Portrait : Fr Jérôme Gué sj
Jérôme Gué est jésuite et… frère ! Il témoigne de sa vocation et de son parcours spécifique au sein de la Compagnie de Jésus, au service des jeunes en difficulté.
Il faisait nuit et je traversais l’esplanade du sanctuaire de Lourdes. Moine ou prêtre ? Telle était ma question lors du FRAT, pèlerinage des lycéens d’Île-de-France. Ensuite, au cours de mes études d’ingénieur, j’ai été marqué par le mouvement ATD Quart-Monde, puis par des travailleurs sociaux en Inde, où je vécus deux ans. J’ai trouvé alors dans la Compagnie la voie qui me permet, jusqu’à ce jour, de vivre les deux dimensions – religieuse et sociale – d’un même engagement. Une nouvelle question m’habita : frère ou prêtre ?
C’est lors d’une messe paroissiale que j’ai compris que ma place était dans l’assemblée et non pas sur le « podium ». Autrement dit, je n’avais pas la vocation d’être prêtre. Et je suis très heureux de vivre pleinement la vie jésuite de cette manière, à l’école d’Ignace (autant que je peux…).
Participant au groupe des prêtres-ouvriers jésuites, je devins « frère patron » d’une entreprise d’insertion à Cergy (Val-d’Oise). Ma plus grande fierté, c’était de réaliser des chantiers prestigieux comme repeindre quarante suites d’un hôtel quatre étoiles en face du Louvre. Car ainsi, des jeunes, que beaucoup considéraient comme « racaille » et bons à rien, faisaient la preuve qu’ils pouvaient avoir une place dans la société. Il en fut de même, ensuite, à l’école de production de l’Icam-Toulouse, dans un métier de pointe. Les entretiens éducatifs avec ces jeunes étaient parfois de véritables défis. Comment retrouver en eux le désir d’avancer et le levier qui leur redonnera de la motivation ?
En voyant des jeunes se débattre avec leurs difficultés personnelles, j’ai souvent éprouvé que nous étions de la même « pâte humaine » et j’étais, à titre personnel, davantage conscient de mes propres lieux de combats intérieurs et spirituels. Une sorte de fraternité intérieure, au cœur de nos désirs de vivre et d’être debout.
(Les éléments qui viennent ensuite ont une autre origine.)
PR #503, opened 2026-03-19
chore: use e2e updater url for e2e builds

piotr-iohk:
This PR points E2E builds to a separate updater release.json hosted in bitkit-e2e-tests, so production critical updates don't block E2E test runs.

### Description

The production updater currently has `critical: true` for both platforms. E2E builds from master with lower build numbers hit the blocking update screen immediately, making all tests fail.

When `isE2E` is true, `updaterUrl` now resolves to:
`https://github.com/synonymdev/bitkit-e2e-tests/releases/download/updater/release.json`

That file has `buildNumber: 0, critical: false` by default, so E2E builds are never blocked. When update flow testing is needed, the E2E release.json can be updated independently.

### Linked Issues/Tasks

N/A

### Screenshot / Video

N/A

Made with [Cursor](https://cursor.com)

### DIFF
--- a/Bitkit/Constants/Env.swift
+++ b/Bitkit/Constants/Env.swift
@@ -277,7 +277,12 @@ enum Env {
     static let playStoreUrl = "https://play.google.com/store/apps/details?id=to.bitkit"
     static let githubUrl = "https://www.github.com/synonymdev/bitkit"
     static let githubReleasesUrl = "https://www.github.com/synonymdev/bitkit/releases"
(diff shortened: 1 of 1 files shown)


piotr-iohk:
> Maybe better to get into the habit of making sure build number updates make it to master before release (and consequent updating of release.json). This is an annoyance in development as well.

I believe they do make it to master before release.json update. But if particular branch is not updated then there is an issue.
(Also if you want to build some older versions to e.g. test migration)

PR #529, opened 2026-04-24
fix(lightning): update scorer params

pwltr:
### Description

Update scorer params to improve payment success rate.


ovitrif:
can be removed for now.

Il a été question de m’envoyer vivre au Maghreb. Finalement, depuis une vingtaine d’années, je vis avec quatre compagnons au 17ème étage d’un HLM, dans un quartier de Toulouse peuplé de familles majoritairement issues de là-bas. Demeurer dans ce quartier aussi longtemps est une chance : cela me permet de vivre au quotidien avec de vrais amis (paroisse, maison de quartier, mosquées, voisinage…). Pour moi, ces quartiers sont des endroits clés où s’expérimente la société de demain.
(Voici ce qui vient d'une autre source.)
PR #530, opened 2026-04-28
[codex] Add Pubky Ring auth callbacks

ben-kaufman:
## Summary
- Add Pubky Ring `x-success`, `x-cancel`, `x-error`, and `x-source=Bitkit` callback parameters to generated auth URLs.
- Handle Pubky Ring return callbacks through the existing Bitkit deeplink path.
- Reset Ring auth waiting/loading UI on cancel or error callbacks while keeping relay completion as the source of truth for successful auth.
- Add focused tests for callback URL generation and callback parsing.

## Why
Pubky Ring now supports custom callback URLs. Adding these parameters lets Ring return users to Bitkit after approval, cancellation, or error instead of leaving the app switch flow hanging.

## Validation
- `git diff --check`
- `swiftformat` was run on the touched Swift files.
- Full `xcodebuild` was attempted, but it is blocked by the existing external `VssRustClientFfi` / `Uniffi` generated bindings issue.

### DIFF
--- a/Bitkit/MainNavView.swift
+++ b/Bitkit/MainNavView.swift
@@ -247,9 +247,9 @@ struct MainNavView: View {
                 Logger.info("Received deeplink: \(url.absoluteString)")
 
                 if let callback = PubkyRingAuthCallback.parse(url: url) {
-                    await pubkyProfile.handleAuthCallback(callback)
+                    let didHandleCallback = await pubkyProfile.handleAuthCallback(callback)
 
-                    if case let .error(message) = callback {
+                    if didHandleCallback, case let .error(message, _) = callback {
                         app.toast(
                             type: .error,
                             title: t("profile__auth_error_title"),
--- a/Bitkit/MainNavView.swift
+++ b/Bitkit/MainNavView.swift
@@ -246,6 +246,20 @@ struct MainNavView: View {
             Task {
                 Logger.info("Received deeplink: \(url.absoluteString)")
 
+                if let callback = PubkyRingAuthCallback.parse(url: url) {
+                    await pubkyProfile.handleAuthCallback(callback)
+
+                    if case let .error(message) = callback {
+                        app.toast(
+                            type: .error,
+                            title: t("profile__auth_error_title"),
+                            description: message ?? t("other__qr_error_text")
+                        )
+                    }
+
+                    return
+                }
+
                 do {
                     try await app.handleScannedData(url.absoluteString)
                     PaymentNavigationHelper.openPaymentSheet(
@@ -462,7 +476,6 @@ struct MainNavView: View {
             }
     }
 
-    @ViewBuilder
     private func missingPendingImportView(fallbackRoute: Route) -> some View {
         Color.customBlack
             .task {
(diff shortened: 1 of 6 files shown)


piotr-iohk (commented):
Verified success, cancel and error callbacks. All work as expected.

Note the callbacks are available in `0.28` pubky-ring version which is in TestFlight.
Tested also with `0.27` pubky-ring (without callbacks). The flow works as expected as well (obv no callbacks, also no regressions).

piotr-iohk:
This might be un-related to this change. 


Observed few times after a moment of inactivity in Bitkit (with pubky-ring profile imported):

[bitkit_logs_2026-04-29_09-35-29.zip](https://github.com/user-attachments/files/27197205/bitkit_logs_2026-04-29_09-35-29.zip)

Screenshot 2026-04-29 at 11 32 03

After that the profile is disconnected.


https://github.com/user-attachments/assets/91a897f2-b595-4a1d-b3c8-9699f85787c2

jvsena42 (approved):
Tested: approve and deny options. both returned no Bitkit app

piotr-iohk:
Retesting after recent updates.

I think there is some issue with `x-cancel` and `x-error`.

 - on Deny in Pubky-ring we get back to Bitkit - but we see "Waiting for authorization" infinitely, should get back to initial state
 - on `x-error` it is the same ("Waiting for authorization" infinitely) and the error message is not shown - (I believe it was presented in toast, when I tested before)

See the recodring - first is "Deny" then Authorization attempt on broken pubky.


https://github.com/user-attachments/assets/4027857e-dcd4-4229-b2d2-45e83d824706

piotr-iohk (changes requested):

ben-kaufman:
@piotr-iohk can you please attach logs from it?

piotr-iohk:
> @piotr-iohk can you please attach logs from it?

[bitkit_logs_2026-04-30_16-37-01.zip](https://github.com/user-attachments/files/27251103/bitkit_logs_2026-04-30_16-37-01.zip)

ben-kaufman:
Checked the logs. This looks like a Pubky Ring callback encoding issue.

Bitkit sends callback URLs with a nonce value, e.g. `bitkit://pubky-auth/cancel?nonce=<uuid>`, but the app is receiving callbacks like:

- `bitkit://pubky-auth/cancel?nonce`
- `bitkit://pubky-auth/error?nonce&errorCode=AUTH_FAILED&errorMessage=...`

So the `nonce` key is preserved, but its value is dropped. Because custom URL scheme callbacks are unauthenticated on iOS, Bitkit intentionally rejects callbacks unless the nonce value matches the active auth attempt. Pubky Ring should echo the full x-callback URL verbatim, including `nonce=<uuid>`, for `x-success`, `x-cancel`, and `x-error`.

I also fixed Bitkit so malformed cancel/error callbacks no longer leave the UI stuck on “Waiting for authorization.” We still treat those callbacks as untrusted: malformed success is ignored, and malformed error does not display attacker-controlled text.

piotr-iohk:
Created issue on pubky-ring: 
 - https://github.com/pubky/pubky-ring/issues/265

piotr-iohk (approved):
LGTM, my previous issues no longer observed.

piotr-iohk:
@ben-kaufman just seen some issues already fixed here and realized this didn't get into `master` yet.
Just a friendly reminder that we're going to need `codex/pr-527-contact-fixes` 👍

Pour finir, j’ajouterai encore que j’aime la cuisine indienne, la méditation bouddhiste Vipassana, les vidéos du jésuite indien Anthony de Mello et la contemplation de la nature, avec notamment une retraite, tous les étés, sous la tente en pleine montagne. Sans oublier une conscience écologique de plus en plus profonde, marquée par l’encyclique Laudato Si.